The fourth element, the immune response, is important because if you take T cells out of a mouse – a so-called immunodeficient mouse – the IL-10 knockout without T cells – it doesn’t develop disease. You add normal T cells back in, they develop disease. In Crohn’s, there may be a subset of bacteria inducing overly agressive TH1/TH17 cell responses. [Alternatively, it could be that] no chronic inflammation develops in the absence of T cells, and disease can be transferred by passing T cells from one mouse to another.
How might this new understanding lead to changes in clinical practice?

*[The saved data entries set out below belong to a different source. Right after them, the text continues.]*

PR #2930, opened 2018-04-26
DCOS-22349: add gpu in nodes table

bstavroulakis:
Add GPU in nodes table.

Closes DCOS-22349

**Checklist**

### DIFF
--- a/plugins/nodes/src/js/components/NodesTable.js
+++ b/plugins/nodes/src/js/components/NodesTable.js
@@ -16,7 +16,8 @@ import UnitHealthUtil from "#SRC/js/utils/UnitHealthUtil";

All of our current therapies for Crohn’s disease, with the exception of antibiotics and probiotics attack the immune response. Corticosteroids, anti-TNF [tumor necrosis factor] biologic agents, the immunosuppressive agents: all have a focus on trying to dampen that hyperactive immune response. The problem, of course, with attacking the immune system is you open the door to infections and cancers.
How does this new understanding affect the move toward personalized medicine?
Many of the 163 genes implicated in Crohn’s can be binned into functional characteristics: genes that affect the barrier of the epithelium, the ability to have a normal mucus production and tight junctions, genes that are involved in stress responses, the endoplasmic reticulum [ER], ER stress responses. Others are related to bacterial killing effects, intercellular bacterial killing, particularly autophagy genes. Others are immune regulatory genes. So it doesn’t make sense to treat everybody the same, particularly if steroids are our current therapy. If you have a defect in bacterial killing, to give something like steroids that further potentiates that bacterial killing defect may be counterproductive. You probably should attack the bacteria that are not being killed.
What types of patients do you normally see? How are you currently able to personalize the treatments for these conditions?
I’m in a referral hospital situation so I tend to see patients that are not doing well, who haven’t responded to traditional therapies or want to seek a second opinion.
There’s no one-size-fits-all. You have to sit down with a patient and try to decide [on an approach] based on what their response in the past has been. I think that’s the primary driver: what’s worked in the past, what hasn’t worked, and if something worked, can you tweak that a little bit?
A recent Canadian publication just came out last month by Richard Fedorak, who is in Edmonton, [showing] that a combination of probiotics, VSL#3, did not work in preventing postoperative recurrence for Crohn’s. Yet the same concoction was successful in preventing recurrent pouchitis. So you have to not just indiscriminately give antibiotics or probiotics to every person, you have to individualize. That said, we would like things that work a little bit more predictably.